'''

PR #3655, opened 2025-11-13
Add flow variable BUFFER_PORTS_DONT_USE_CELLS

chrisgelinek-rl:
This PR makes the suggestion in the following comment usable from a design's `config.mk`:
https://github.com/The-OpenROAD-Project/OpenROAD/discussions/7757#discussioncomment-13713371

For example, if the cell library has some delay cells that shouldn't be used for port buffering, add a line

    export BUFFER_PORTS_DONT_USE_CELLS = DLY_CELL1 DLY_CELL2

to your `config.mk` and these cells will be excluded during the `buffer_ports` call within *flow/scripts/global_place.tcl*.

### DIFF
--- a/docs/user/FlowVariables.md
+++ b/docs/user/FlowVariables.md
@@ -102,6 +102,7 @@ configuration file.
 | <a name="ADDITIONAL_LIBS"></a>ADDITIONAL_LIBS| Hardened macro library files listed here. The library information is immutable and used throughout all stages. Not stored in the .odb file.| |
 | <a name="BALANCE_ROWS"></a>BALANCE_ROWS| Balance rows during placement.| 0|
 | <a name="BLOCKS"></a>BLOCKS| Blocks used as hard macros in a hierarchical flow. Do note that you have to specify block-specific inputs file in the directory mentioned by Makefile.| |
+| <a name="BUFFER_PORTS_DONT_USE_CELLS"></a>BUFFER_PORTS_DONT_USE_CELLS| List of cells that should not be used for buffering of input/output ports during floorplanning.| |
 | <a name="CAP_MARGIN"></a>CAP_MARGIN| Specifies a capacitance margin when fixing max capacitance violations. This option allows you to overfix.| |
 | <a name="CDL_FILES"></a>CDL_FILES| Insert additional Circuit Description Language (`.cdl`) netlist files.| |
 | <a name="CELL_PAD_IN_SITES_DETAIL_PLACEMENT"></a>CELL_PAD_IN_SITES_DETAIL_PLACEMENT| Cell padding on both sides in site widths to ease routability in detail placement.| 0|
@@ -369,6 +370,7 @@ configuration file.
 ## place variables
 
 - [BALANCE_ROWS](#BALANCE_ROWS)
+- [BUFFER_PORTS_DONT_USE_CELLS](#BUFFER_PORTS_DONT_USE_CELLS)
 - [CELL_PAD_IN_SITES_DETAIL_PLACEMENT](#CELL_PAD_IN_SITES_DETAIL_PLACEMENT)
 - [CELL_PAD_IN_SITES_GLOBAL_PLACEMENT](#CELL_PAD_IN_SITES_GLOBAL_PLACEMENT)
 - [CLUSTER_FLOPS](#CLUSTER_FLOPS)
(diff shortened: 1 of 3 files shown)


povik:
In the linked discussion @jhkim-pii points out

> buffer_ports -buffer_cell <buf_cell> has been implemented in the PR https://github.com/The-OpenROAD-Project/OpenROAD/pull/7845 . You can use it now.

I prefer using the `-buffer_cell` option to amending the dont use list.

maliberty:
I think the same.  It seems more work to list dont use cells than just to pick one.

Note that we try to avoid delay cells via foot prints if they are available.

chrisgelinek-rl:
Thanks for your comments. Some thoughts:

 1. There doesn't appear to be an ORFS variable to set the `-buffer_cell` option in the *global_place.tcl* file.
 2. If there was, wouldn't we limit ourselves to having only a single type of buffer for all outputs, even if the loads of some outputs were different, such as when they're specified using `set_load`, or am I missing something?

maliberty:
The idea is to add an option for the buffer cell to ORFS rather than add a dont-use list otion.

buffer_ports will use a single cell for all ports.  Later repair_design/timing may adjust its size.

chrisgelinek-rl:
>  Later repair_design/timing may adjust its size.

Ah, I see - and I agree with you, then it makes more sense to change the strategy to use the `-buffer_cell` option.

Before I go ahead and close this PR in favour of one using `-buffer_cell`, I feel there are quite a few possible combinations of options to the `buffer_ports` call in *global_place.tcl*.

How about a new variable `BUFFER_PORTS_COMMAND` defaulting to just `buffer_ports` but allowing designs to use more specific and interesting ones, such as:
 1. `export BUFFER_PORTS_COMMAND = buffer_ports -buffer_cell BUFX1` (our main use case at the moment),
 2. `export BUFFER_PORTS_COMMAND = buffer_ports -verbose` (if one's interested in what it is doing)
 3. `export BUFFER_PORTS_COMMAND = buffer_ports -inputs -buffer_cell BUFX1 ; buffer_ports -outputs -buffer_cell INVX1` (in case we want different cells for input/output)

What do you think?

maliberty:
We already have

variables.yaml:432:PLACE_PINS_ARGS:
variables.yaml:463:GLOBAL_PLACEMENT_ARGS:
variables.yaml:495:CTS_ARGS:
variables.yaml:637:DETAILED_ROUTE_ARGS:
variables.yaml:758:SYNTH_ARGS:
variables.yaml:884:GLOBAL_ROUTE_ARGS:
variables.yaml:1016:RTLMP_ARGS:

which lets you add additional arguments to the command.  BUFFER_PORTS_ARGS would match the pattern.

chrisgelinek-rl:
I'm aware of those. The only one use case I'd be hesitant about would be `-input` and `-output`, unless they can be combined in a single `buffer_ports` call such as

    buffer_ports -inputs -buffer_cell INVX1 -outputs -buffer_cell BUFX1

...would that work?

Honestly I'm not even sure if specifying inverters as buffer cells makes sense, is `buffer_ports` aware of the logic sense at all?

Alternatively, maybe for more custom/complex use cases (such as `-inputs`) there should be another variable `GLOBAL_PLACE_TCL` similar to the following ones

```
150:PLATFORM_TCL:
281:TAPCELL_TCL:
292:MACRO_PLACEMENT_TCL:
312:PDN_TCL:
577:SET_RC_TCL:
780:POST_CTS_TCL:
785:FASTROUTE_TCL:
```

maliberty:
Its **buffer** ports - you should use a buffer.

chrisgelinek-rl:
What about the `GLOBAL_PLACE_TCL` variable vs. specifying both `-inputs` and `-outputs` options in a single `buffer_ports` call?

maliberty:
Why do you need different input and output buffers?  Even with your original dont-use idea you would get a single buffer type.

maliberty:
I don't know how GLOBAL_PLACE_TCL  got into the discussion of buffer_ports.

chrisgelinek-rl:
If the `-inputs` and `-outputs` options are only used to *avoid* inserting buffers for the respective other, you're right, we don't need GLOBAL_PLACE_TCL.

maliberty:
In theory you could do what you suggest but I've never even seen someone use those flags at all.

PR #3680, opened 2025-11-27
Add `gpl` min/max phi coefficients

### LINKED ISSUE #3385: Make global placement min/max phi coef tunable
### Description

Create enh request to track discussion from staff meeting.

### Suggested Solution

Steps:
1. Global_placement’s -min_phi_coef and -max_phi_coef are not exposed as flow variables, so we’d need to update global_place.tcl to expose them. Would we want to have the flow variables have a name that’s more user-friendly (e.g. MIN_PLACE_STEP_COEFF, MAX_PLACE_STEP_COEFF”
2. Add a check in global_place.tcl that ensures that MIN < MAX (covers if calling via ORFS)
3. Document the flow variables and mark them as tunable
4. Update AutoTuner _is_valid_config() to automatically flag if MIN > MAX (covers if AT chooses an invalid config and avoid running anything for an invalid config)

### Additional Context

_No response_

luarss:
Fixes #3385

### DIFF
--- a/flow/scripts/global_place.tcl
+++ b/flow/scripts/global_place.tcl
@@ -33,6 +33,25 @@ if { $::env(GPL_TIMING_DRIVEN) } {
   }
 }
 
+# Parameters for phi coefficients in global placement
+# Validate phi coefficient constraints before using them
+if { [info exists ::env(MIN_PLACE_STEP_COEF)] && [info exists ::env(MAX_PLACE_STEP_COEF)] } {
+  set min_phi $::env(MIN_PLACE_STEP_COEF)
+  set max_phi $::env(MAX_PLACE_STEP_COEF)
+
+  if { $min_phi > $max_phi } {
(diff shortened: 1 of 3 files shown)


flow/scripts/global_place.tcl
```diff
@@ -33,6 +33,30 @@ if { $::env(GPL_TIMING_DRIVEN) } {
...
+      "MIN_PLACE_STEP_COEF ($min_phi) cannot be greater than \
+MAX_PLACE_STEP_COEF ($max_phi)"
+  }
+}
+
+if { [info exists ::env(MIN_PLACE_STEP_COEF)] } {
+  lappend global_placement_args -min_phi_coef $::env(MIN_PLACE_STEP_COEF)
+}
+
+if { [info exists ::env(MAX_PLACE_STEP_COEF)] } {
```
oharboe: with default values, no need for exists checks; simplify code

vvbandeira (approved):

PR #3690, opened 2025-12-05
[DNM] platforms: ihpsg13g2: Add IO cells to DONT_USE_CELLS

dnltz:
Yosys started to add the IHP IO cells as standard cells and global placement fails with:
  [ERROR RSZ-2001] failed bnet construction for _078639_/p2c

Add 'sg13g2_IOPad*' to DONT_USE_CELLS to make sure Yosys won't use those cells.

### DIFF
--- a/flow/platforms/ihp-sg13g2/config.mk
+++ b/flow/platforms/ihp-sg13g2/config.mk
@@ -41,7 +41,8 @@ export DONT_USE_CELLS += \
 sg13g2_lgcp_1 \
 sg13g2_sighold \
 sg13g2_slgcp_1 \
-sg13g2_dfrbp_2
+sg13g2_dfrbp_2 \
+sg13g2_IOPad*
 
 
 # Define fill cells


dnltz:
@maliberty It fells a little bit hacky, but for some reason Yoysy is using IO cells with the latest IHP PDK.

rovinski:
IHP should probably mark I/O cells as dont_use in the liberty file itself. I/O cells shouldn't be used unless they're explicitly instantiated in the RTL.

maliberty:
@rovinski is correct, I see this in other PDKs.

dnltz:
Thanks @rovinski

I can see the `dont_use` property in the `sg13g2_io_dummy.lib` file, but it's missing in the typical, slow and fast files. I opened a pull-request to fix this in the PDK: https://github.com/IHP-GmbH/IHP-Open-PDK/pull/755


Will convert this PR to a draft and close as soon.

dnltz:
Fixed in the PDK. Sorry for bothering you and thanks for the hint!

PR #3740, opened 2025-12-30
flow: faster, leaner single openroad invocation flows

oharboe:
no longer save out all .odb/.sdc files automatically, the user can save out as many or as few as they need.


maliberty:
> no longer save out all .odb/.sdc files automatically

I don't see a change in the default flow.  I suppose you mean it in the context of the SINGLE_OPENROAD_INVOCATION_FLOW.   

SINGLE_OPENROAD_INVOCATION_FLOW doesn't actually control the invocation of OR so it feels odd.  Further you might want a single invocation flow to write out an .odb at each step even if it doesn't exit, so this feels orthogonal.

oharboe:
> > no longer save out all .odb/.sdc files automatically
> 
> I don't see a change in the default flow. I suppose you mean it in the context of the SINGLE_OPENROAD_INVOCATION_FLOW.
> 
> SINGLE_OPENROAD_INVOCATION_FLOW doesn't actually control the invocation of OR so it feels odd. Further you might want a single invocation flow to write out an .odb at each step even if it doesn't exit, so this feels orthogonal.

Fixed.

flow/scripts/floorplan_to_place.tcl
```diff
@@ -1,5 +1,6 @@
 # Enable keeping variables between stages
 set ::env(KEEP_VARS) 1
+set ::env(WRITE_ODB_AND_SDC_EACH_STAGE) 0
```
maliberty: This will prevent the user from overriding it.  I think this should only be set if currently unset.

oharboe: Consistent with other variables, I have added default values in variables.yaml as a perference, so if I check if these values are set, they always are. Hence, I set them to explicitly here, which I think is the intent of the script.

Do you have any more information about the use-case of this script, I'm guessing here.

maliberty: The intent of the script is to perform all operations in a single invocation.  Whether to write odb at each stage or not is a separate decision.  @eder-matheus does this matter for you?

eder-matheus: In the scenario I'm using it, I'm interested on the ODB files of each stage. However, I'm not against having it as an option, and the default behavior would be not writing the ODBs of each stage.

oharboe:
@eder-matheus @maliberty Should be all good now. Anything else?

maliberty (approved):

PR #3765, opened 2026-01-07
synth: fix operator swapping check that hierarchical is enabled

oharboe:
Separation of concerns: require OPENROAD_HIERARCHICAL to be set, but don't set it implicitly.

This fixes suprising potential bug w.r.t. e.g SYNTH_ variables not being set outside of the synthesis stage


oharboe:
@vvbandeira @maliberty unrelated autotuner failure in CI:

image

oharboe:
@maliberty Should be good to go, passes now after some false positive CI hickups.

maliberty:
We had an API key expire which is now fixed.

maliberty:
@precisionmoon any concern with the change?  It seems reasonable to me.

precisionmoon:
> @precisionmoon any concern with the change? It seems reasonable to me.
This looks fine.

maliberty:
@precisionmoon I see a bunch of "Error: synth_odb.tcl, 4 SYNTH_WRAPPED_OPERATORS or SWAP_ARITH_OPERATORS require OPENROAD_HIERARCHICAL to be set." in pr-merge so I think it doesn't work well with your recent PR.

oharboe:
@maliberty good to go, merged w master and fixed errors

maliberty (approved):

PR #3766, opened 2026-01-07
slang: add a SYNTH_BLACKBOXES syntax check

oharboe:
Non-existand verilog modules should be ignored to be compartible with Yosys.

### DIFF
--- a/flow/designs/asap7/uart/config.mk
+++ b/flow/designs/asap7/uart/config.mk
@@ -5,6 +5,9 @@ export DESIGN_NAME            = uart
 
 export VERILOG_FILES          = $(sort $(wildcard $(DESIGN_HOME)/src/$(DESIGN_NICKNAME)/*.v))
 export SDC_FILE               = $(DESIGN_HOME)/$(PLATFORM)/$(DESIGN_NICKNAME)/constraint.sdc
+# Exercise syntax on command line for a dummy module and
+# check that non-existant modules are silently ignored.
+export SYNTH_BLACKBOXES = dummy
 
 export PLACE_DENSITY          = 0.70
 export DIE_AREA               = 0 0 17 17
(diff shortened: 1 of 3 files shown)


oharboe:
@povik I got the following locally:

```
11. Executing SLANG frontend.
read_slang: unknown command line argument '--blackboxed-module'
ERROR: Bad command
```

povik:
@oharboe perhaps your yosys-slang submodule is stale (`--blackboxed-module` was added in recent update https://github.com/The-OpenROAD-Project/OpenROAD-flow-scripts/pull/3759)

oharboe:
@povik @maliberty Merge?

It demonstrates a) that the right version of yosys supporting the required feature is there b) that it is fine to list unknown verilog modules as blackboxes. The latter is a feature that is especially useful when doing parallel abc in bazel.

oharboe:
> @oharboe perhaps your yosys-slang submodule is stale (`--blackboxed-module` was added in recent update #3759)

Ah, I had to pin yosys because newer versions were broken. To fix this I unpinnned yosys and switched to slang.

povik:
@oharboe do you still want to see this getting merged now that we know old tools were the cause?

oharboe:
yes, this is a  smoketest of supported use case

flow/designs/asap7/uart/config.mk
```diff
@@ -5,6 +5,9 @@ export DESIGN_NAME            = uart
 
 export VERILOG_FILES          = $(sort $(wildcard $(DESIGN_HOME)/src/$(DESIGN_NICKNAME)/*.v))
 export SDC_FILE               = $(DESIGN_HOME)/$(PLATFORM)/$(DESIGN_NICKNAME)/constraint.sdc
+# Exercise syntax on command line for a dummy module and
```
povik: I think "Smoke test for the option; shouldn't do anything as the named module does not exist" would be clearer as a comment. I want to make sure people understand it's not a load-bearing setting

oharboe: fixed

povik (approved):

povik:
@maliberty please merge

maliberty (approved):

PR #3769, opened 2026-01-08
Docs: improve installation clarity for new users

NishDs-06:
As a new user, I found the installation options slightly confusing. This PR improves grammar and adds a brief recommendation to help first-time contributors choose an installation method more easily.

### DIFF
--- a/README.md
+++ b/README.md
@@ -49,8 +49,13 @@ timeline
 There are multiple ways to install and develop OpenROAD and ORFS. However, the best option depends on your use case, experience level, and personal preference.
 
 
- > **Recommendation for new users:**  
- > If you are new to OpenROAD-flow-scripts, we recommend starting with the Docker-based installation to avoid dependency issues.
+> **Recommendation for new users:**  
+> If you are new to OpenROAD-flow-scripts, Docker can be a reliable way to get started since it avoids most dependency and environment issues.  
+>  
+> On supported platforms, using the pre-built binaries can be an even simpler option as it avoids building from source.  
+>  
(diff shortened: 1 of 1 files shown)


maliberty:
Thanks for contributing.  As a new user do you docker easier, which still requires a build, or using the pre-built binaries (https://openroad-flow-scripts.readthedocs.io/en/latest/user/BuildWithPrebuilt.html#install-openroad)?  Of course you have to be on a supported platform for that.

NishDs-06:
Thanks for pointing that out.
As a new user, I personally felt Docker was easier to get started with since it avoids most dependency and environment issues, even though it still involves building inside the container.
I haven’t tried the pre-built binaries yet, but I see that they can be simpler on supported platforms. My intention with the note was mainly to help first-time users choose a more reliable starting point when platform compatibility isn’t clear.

'''

Exercise brief: All that is wanted is the stretch of lines above from the one containing "As a new user, I found" through the one containing "-49,8 +49,13 @@ timeline", duplicated exactly.

Answer to this task:
As a new user, I found the installation options slightly confusing. This PR improves grammar and adds a brief recommendation to help first-time contributors choose an installation method more easily.

### DIFF
--- a/README.md
+++ b/README.md
@@ -49,8 +49,13 @@ timeline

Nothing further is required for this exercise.